┌──
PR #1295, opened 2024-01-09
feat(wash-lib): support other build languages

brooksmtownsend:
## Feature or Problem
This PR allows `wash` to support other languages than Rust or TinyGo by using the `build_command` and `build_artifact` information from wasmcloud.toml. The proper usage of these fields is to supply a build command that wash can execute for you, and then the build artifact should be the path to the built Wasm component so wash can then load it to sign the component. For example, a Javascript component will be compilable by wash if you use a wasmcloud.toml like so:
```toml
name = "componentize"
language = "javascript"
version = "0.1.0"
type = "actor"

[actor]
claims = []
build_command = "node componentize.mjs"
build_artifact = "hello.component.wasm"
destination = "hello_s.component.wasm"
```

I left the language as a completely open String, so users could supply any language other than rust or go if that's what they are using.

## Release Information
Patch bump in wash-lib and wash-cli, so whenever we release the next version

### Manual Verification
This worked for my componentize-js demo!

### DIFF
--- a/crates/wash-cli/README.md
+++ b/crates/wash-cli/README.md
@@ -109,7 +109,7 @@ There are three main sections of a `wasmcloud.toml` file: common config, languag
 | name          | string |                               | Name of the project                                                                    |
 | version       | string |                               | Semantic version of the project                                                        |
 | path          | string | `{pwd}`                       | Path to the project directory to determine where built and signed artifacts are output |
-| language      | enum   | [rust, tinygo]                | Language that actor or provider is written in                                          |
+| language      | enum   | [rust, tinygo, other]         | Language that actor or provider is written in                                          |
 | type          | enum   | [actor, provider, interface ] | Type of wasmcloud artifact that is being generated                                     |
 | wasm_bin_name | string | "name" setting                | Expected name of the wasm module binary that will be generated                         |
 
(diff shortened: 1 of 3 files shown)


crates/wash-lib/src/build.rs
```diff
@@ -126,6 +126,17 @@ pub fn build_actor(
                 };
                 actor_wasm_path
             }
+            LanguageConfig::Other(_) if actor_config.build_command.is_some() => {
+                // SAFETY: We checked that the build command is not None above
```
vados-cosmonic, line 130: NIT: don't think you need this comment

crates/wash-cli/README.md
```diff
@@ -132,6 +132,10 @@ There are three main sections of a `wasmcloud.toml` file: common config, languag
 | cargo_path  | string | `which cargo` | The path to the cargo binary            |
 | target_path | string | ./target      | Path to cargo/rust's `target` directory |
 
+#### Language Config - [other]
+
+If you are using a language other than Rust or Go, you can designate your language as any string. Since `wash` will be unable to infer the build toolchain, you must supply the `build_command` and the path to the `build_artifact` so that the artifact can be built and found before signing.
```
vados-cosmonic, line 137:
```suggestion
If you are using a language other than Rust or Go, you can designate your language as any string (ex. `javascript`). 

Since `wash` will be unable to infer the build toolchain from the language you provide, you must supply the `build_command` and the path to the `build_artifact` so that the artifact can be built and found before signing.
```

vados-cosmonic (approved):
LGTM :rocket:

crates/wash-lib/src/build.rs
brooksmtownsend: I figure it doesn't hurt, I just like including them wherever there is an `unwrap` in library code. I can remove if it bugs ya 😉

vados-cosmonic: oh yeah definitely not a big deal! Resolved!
└──
- [Exercise]: Which lines hold the word "version"? Return all of them from the records above.

- [Output below]:
version = "0.1.0"
Patch bump in wash-lib and wash-cli, so whenever we release the next version
 | version       | string |                               | Semantic version of the project                                                        |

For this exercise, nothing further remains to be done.